Anton’s simulations showed that the FGFR1 protein had a flap that moved more frequently than FGFR2. Based on this distinct motion, the team tried to design a compound that would recognize this flap shifting around and bind to FGFR2 while steering away from its more active lookalike.
For that, they went back Anton, using the supercomputer to simulate the behavior of thousands of potential molecules for over a year, looking at what made a particular molecule selective to the target versus another molecule that wasn’t. These insights led them to determine the best compounds to make and test in the lab and, ultimately, they found that RLY-4008 was the most effective.
Promising results so far
Relay began phase 1-2 trials in 2020 and will continue until 2024. Preliminary results showed that, in the 17 patients taking a 70 mg dose of RLY-4008, the drug worked to shrink tumors in 88 percent of patients. This was a significant increase compared to other FGFR inhibitors. For instance, Futibatinib, which recently got FDA approval, had a response rate of only 42 percent.

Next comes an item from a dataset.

PR #5310, opened 2026-07-27
Hide version number of all JS files as a security hardening measure

### LINKED ISSUE #7179: Browser "view source" exposes Backdrop and other version numbers when js aggregation is turned off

Across all dose levels, RLY-4008 shrank tumors by 63 percent in 38 patients. In more good news, the drug didn’t elevate their phosphate levels, which suggests that it could be taken without increasing patients’ risk for kidney disease.

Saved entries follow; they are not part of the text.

PR #1924, opened 2022-10-26
Deprecate `TypeUtils::getDirectClassNames()`

herndlm:
Just a simple migration over to Type::, as requested in https://github.com/phpstan/phpstan-src/pull/1922#issuecomment-1291875264

Are you fine with that name? E.g. we also have `Type::getReferencedClasses()` which is somehow related, right?

I'd try to get rid of more `instanceof TypeWithClassName` in a follow-up if that's fine


herndlm:
Looks likes a deprecated method rule in the deprecation rules extension is causing a deprecation now that needs fixing then 🙃

herndlm:
The new failing tests here are from the deprecation extension which needs fixing afterwards. But it would be ready

src/Type/UnionTypeHelper.php
```diff
@@ -32,6 +34,24 @@ public static function getReferencedClasses(array $types): array
...
+	/**
+	 * @param Type[] $types
+	 * @return list<string>
+	 */
+	public static function getObjectClassNames(array $types): array
+	{
+		return array_values(
+			array_unique(
+				array_merge(
+					...array_map(
```
ondrejmirtes: I really don't like this notation, a good old foreach would be much better. I have no idea what's the result of array_merge with `...array_map` inside :)

As a bonus, with foreach, I can easily put some debugging statements between the calls.

ondrejmirtes (changes requested):
Yeah, the name is OK :) Additionally, we could get rid of `instanceof TypeWithClassName` in this PR. Thank you.

herndlm:
getting rid of all `instanceof TypeWithClassName` here can get ugly really fast. currently there are 40 of those and with many I'm not sure if we should really use the new method, introduce something else, or just leave it as it is.

e.g. some examples

calls where we explicitly want to know the class for whatever reasons
```php
$classType = TypeTraverser::map($classType, static function (Type $type, callable $traverse) use (&$uncertainty): Type {
		return $traverse($type);
	}
	if ($type instanceof TypeWithClassName) {
		$uncertainty = true;
		return $type;
	}
...
```
```php
if (!$returnType instanceof TypeWithClassName) {
	return new MixedType();
}
```

calls where we want to know explicitly the **one** className
```php
$thisType instanceof TypeWithClassName ? $thisType->getClassName() : null,
```
```php
$isThrowable = $originalCatchType instanceof TypeWithClassName && strtolower($originalCatchType->getClassName()) === 'throwable';
```
```php
 elseif (
	$argValueType instanceof GenericClassStringType
	&& $argValueType->getGenericType() instanceof TypeWithClassName
) {
	$scopeClass = $argValueType->getGenericType()->getClassName();
	$thisType = $argValueType->getGenericType();
}
```

I'm not entirely sure how to get rid of them yet, e.g. in some cases I'd need to check that `getObjectClassNames()` is not empty, in some I'd need to check that one entry is returned, in some I can maybe traverse them and adapt the surrounding logic (but many places seem to be using `GenericTypeVariableResolver::getType()` which expects a `TypeWithClassName`) and in some maybe I want to check that only one entry is returned and use that. any ideas? or should we do this in more PRs maybe? I want to avoiding messing this one up too much :)

ondrejmirtes:
It shouldn't be hard to come up with examples where those `instanceof TypeWithClassName` are wrong - for example having an intersection with another type (but the condition where we're asking we'd still want it to be true).

Also - UnionType::getObjectClassNames() doesn't match how it should behave. If we for example have Foo|null, the returned array should be empty. Look at getArrays() for an example how to do it.

ondrejmirtes:
You can now just call `pickTypes` in UnionType :) https://github.com/phpstan/phpstan-src/commit/480626ecb52d2e98cc28cee8a18dfb86112b7f8f

herndlm:
> You can now just call `pickTypes` in UnionType :) [480626e](https://github.com/phpstan/phpstan-src/commit/480626ecb52d2e98cc28cee8a18dfb86112b7f8f)

that's great! I just realised that you type-hinted `T of Type` but here T would be `string` :/
can I just remove it or should I make it a `T of Type|string` or do you have some other idea?

ondrejmirtes:
@herndlm Nothing might break if we remove the `of Type` part?

herndlm:
> @herndlm Nothing might break if we remove the `of Type` part?

no, but it starts to get weird naming-wise. `pickTypes()`, `$getTypes`, `$innerTypes` and `$types` are all kind of wrong then

ondrejmirtes:
Yeah, you can rename that to something else :) Also maybe `pickFromTypes` instead of `pickTypes`.

src/Type/Php/IsAFunctionTypeSpecifyingHelper.php
```diff
@@ -25,16 +25,22 @@ public function determineType(
...
 		return TypeTraverser::map(
 			$classType,
-			static function (Type $type, callable $traverse) use ($objectOrClassTypeClassName, $allowString, $allowSameClass): Type {
+			static function (Type $type, callable $traverse) use ($objectOrClassTypeClassNames, $allowString, $allowSameClass): Type {
 				if ($type instanceof UnionType || $type instanceof IntersectionType) {
 					return $traverse($type);
 				}
 				if ($type instanceof ConstantStringType) {
-					if (!$allowSameClass && $type->getValue() === $objectOrClassTypeClassName) {
+					if (!$allowSameClass && $objectOrClassTypeClassNames === [$type->getValue()]) {
```
staabm, line 44: `array_unique` preserves keys. I think therefore this comparison might not work, even when equal named classes are compared because keys might be different?

https://3v4l.org/raB2N

herndlm: true, thx. actually this is one of the weird cases where it's only relevant if it's one value. I don't quite like my current solution and might come back to this again..

ondrejmirtes:
Nice, I'd merge this if it wasn't a draft 👍

herndlm:
Soon 😊

src/Type/BenevolentUnionType.php
```diff
@@ -43,11 +43,11 @@ protected function unionTypes(callable $getType): Type
 		return TypeUtils::toBenevolentUnion(TypeCombinator::union(...$resultTypes));
 	}
 
-	protected function pickTypes(callable $getTypes): array
+	protected function pickFromTypes(callable $getValues): array
 	{
 		$types = [];
 		foreach ($this->getTypes() as $type) {
-			$innerTypes = $getTypes($type);
+			$innerTypes = $getValues($type);
```
herndlm: Rename those vars too

src/Type/StringAlwaysAcceptingObjectWithToStringType.php
```diff
@@ -10,19 +10,25 @@ class StringAlwaysAcceptingObjectWithToStringType extends StringType
...
+		$thatClassNames = $type->getObjectClassNames();
+		if ($thatClassNames === []) {
+			return parent::accepts($type, $strictTypes);
 		}
 
-		return parent::accepts($type, $strictTypes);
+		return TrinaryLogic::createNo()->lazyOr(
+			$thatClassNames,
+			static function (string $thatClassName) {
+				$reflectionProvider = ReflectionProviderStaticAccessor::getInstance();
```
herndlm, line 21: Move this out of callable

src/Type/StringType.php
```diff
@@ -98,19 +98,25 @@ public function accepts(Type $type, bool $strictTypes): TrinaryLogic
...
+		$thatClassNames = $type->getObjectClassNames();
+		if ($thatClassNames === [] || $strictTypes) {
+			return TrinaryLogic::createNo();
 		}
 
-		return TrinaryLogic::createNo();
+		return TrinaryLogic::createNo()->lazyOr(
+			$thatClassNames,
+			static function (string $thatClassName) {
+				$reflectionProvider = ReflectionProviderStaticAccessor::getInstance();
```
herndlm: Move this out of callable

src/Type/UnionType.php
```diff
@@ -895,22 +902,34 @@ protected function unionTypes(callable $getType): Type
 	 * @template T of Type
 	 * @param callable(Type $type): list<T> $getTypes
 	 * @return list<T>
+	 *
+	 * @deprecated Use pickFromTypes() instead.
```
herndlm, line 916: weird, BC check was complaining when I removed the whole protected method initially. wonder why. UPDATE: I guess because the class can still be extended, makes sense then..

src/Type/StringType.php
```diff
@@ -98,19 +98,25 @@ public function accepts(Type $type, bool $strictTypes): TrinaryLogic
...
-			return TrinaryLogic::createFromBoolean(
-				$typeClass->hasNativeMethod('__toString'),
-			);
+		$thatClassNames = $type->getObjectClassNames();
+		if ($thatClassNames === [] || $strictTypes) {
+			return TrinaryLogic::createNo();
 		}
 
-		return TrinaryLogic::createNo();
+		return TrinaryLogic::createNo()->lazyOr(
```
staabm: sorry if my question is dump,.. I don't foresee the overall change of this PR .. 

I am wondering, whether this change here means, that the new logic accepts a union of types with a `__toString` method, which it did not accept before...?
(in other words, does this change add a feature which needs a new test?)

src/Type/ClosureType.php
```diff
@@ -97,6 +97,11 @@ public function getReferencedClasses(): array
 		return array_merge($classes, $this->returnType->getReferencedClasses());
 	}
 
+	public function getObjectClassNames(): array
```
staabm, line 100: another maybe dumb question:

~~before this PR the `ClosureType` was not considered a `TypeWithClassName`, additionally it was not handled in `TypeUtil::getDirectClassNames()` etc.~~

but we are now using `Type->getObjectClassNames()` in a few places where we do not handle/did not handle the `ClosureType` type before, but it is now returned.

does this mean we have new features/new edge cases in this area which require new tests?

**scratch this comment.. I did a wrong code-search**

src/Type/StringType.php
herndlm: No, you're right. Things like that were the main reason I wanted to not change too much here and try to get rid of instanceof in follow-ups.
I basically tried to use the new method everywhere instead and this is how I came up with such changes. I'm not sure of all yet, and yes, this one for example should be tested somehow I guess.
I'm still OK with only merging the first commit here. But I can also start looking into adding more tests.

herndlm: @ondrejmirtes what do you think - I just took a second look at this. some of my adaptions where I tried to handle cases where `$type->getObjectClassNames()` would return more than one entry, are adapted in the same fashion using TrinaryLogin::lazy*(). BUT, AFAIK so far only `UnionType` and `IntersectionType` would return more than one. And e.g. here further up above `CompoundType` is already handled, so this code is basically useless.

I could simplify it again to e.g.
- throw a `ShouldNotHappenException` in case it's more than one and handle it if it's one or zero entries
- always only handle the first entry which would be set or null

not sure if my adaptions like this one make sense. I can't test them right now for sure :/

herndlm: nevermind, cleaning it up already, I'll mark it as ready to review when I'm done. no need to check now

src/Type/ObjectType.php
```diff
@@ -248,16 +248,22 @@ public function accepts(Type $type, bool $strictTypes): TrinaryLogic
 			return TrinaryLogic::createMaybe();
 		}
 
-		if (!$type instanceof TypeWithClassName) {
+		$thatClassNames = $type->getObjectClassNames();
+		if (count($thatClassNames) > 1) {
+			throw new ShouldNotHappenException();
```
ondrejmirtes, line 253: Why it couldn't be more than one? In the world where the only CompoundType is NeverType, this should be supported and implemented. By calling `checkSubclassAcceptability` for each class name and combining the results correctly.

src/Type/ObjectType.php
```diff
@@ -309,20 +315,22 @@ public function isSuperTypeOf(Type $type): TrinaryLogic
 		}
 
 		$thisClassName = $this->className;
-		$thatClassName = $type->getClassName();
+		if (count($thatClassNames) > 1) {
+			throw new ShouldNotHappenException();
```
ondrejmirtes, line 319: dtto

src/Type/StringType.php
```diff
@@ -98,19 +100,24 @@ public function accepts(Type $type, bool $strictTypes): TrinaryLogic
...
 		}
 
-		if ($type instanceof TypeWithClassName && !$strictTypes) {
-			$reflectionProvider = ReflectionProviderStaticAccessor::getInstance();
-			if (!$reflectionProvider->hasClass($type->getClassName())) {
-				return TrinaryLogic::createNo();
-			}
+		$thatClassNames = $type->getObjectClassNames();
+		if (count($thatClassNames) > 1) {
+			throw new ShouldNotHappenException();
```
ondrejmirtes, line 105: dtto

src/Analyser/MutatingScope.php
```diff
@@ -2730,6 +2730,11 @@ public function enterClosureCall(Type $thisType, Type $nativeThisType): self
 		$nativeExpressionTypes = $this->nativeExpressionTypes;
 		$nativeExpressionTypes['$this'] = ExpressionTypeHolder::createYes(new Variable('this'), $nativeThisType);
 
+		$thisObjectClassNames = $thisType->getObjectClassNames();
+		if (count($thisObjectClassNames) > 1) {
+			throw new ShouldNotHappenException();
```
ondrejmirtes: Can be more than one. You can typically have intersection type of ThisType and another type, for example:

```php
if ($this instanceof FooInterface) {
    // voila
}
```

You can change MutatingScope internals to correctly represent this.

ondrejmirtes: Should be tested of course :)

src/PhpDoc/TypeNodeResolver.php
```diff
@@ -629,9 +628,14 @@ private function resolveGenericTypeNode(GenericTypeNode $typeNode, NameScope $na
 			return new ErrorType();
 		} elseif ($mainTypeName === 'value-of') {
 			if (count($genericTypes) === 1) { // value-of<ValueType>
-				if ($genericTypes[0] instanceof TypeWithClassName) {
-					if ($this->getReflectionProvider()->hasClass($genericTypes[0]->getClassName())) {
-						$classReflection = $this->getReflectionProvider()->getClass($genericTypes[0]->getClassName());
+				$genericTypeObjectClassNames = $genericTypes[0]->getObjectClassNames();
+				if (count($genericTypeObjectClassNames) > 1) {
+					throw new ShouldNotHappenException();
```
ondrejmirtes, line 633: I think this can happen by writing something crazy in `value-of`.

ondrejmirtes (changes requested):
Awesome, I'm really looking forward to this :)

src/Type/ObjectType.php
herndlm: I even had something like that already but removed it again 😅 the problem for me was that I couldn't come up with a test (because as you hinted already, CompoundType is already handled before) and I was afraid that this "dead" code might break at some point in the future in weird ways. That's why I thought it might make sense to just not support it for now and break in more expected ways

ondrejmirtes: That's fine - write something that works, try it with a unit test and maybe temporarily make UnionType not implement CompoundType to see if your logic works...

When I make most types no longer implement CompoundType, I don't want to hunt for ShouldNotHappenExceptions 😊

src/Analyser/MutatingScope.php
herndlm: I pushed a fixup trying to adapt it. I'm not fully sure about it though. I added a test that at least leads now to passing 2 classNames there, which would have thrown an exception before, but the assertion was the same before. In theory something should be smarter now around `canAccessClassMember()` but I couldn't figure out how to test this yet :/

staabm:
Would be great if we could land this one, so we can continue with the refactoring without conflicts

ondrejmirtes:
Yeah, sure, could be out of draft already 😊 This thing is slowing down my mail client, with 50 messages in the thread 😂

herndlm:
Bump 😅

I'll try to undraft it soon™

src/Type/ObjectType.php
herndlm: this is a good example, I tried to
> By calling checkSubclassAcceptability for each class name and combining the results correctly. 

added test cases and commented out the CompoundType handling. I either had
```php
return TrinaryLogic::createNo()->lazyOr(
	$thatClassNames,
	fn (string $thatClassName) => $this->checkSubclassAcceptability($thatClassName),
);
```

or 

```php
return TrinaryLogic::createYes()->lazyAnd(
	$thatClassNames,
	fn (string $thatClassName) => $this->checkSubclassAcceptability($thatClassName),
);
```

but both are wrong. I don't know anymore if it was a union or an intersection, so I have no clue how to deal with them :/

my added test cases for `accepts()` were
```php
			[
				new ObjectType(DateTimeInterface::class),
				new UnionType([
					new ObjectType(stdClass::class),
					new ObjectType(stdClass::class),
				]),
				TrinaryLogic::createNo(),
			],
			[
				new ObjectType(DateTimeInterface::class),
				new UnionType([
					new ObjectType(stdClass::class),
					new ObjectType(DateTime::class),
				]),
				TrinaryLogic::createMaybe(), // was no with lazyAnd(), was yes with lazyOr()
			],
			[
				new ObjectType(DateTimeInterface::class),
				new UnionType([
					new ObjectType(DateTime::class),
					new ObjectType(DateTime::class),
				]),
				TrinaryLogic::createYes(),
			],
			[
				new ObjectType(DateTimeInterface::class),
				new IntersectionType([
					new ObjectType(stdClass::class),
					new ObjectType(stdClass::class),
				]),
				TrinaryLogic::createNo(),
			],
			[
				new ObjectType(DateTimeInterface::class),
				new IntersectionType([
					new ObjectType(stdClass::class),
					new ObjectType(DateTime::class),
				]),
				TrinaryLogic::createYes(), // was no with lazyAnd()
			],
			[
				new ObjectType(DateTimeInterface::class),
				new IntersectionType([
					new ObjectType(DateTime::class),
					new ObjectType(DateTime::class),
				]),
				TrinaryLogic::createYes(),
			],
```

these are my main problems here.. any ideas?

ondrejmirtes (approved):

ondrejmirtes:
Thank you!

staabm:
Great job @herndlm 🙏

ondrejmirtes:
An idea - `Type::getStringClassNames()` for these cases:

* ConstantStringType that's also a class string
* GenericClassStringType - a shortcut to `$type->getGenericType()->getObjectClassNames()`

There are some cases of `instanceof GenericClassStringType` that we'd be able to get rid of.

“Objectively, this is pretty remarkable,” says Elemento. “In a small patient study, you have a molecule that is able to shrink tumors in such a high fraction of patients. It is unusual to see such good results in a phase 1-2 trial.”
A simulated future
The research team is continuing to use molecular dynamic simulations to develop other new drug, such as one that is being studied in patients with solid tumors and breast cancer.
As for their bile duct cancer drug, RLY-4008, Relay plans by 2024 to have tested it in around 440 patients. “The mature results of the phase 1-2 trial are highly anticipated,” says Goyal, the principal investigator of the trial.
Sameek Roychowdhury, an oncologist and associate professor of internal medicine at Ohio State University, highlights the need for caution. “This has early signs of benefit, but we will look forward to seeing longer term results for benefit and side effect profiles. We need to think a few more steps ahead - these treatments are like the ’Whack-a-Mole game’ where cancer finds a way to become resistant to each subsequent drug.”
“I think the issue is going to be how durable are the responses to the drug and what are the mechanisms of resistance,” says Raymond Wadlow, an oncologist at the Inova Medical Group who specializes in gastrointestinal and haematological cancer. “But the results look promising. It is a much more selective inhibitor of the FGFR protein and less toxic. It’s been an exciting development.”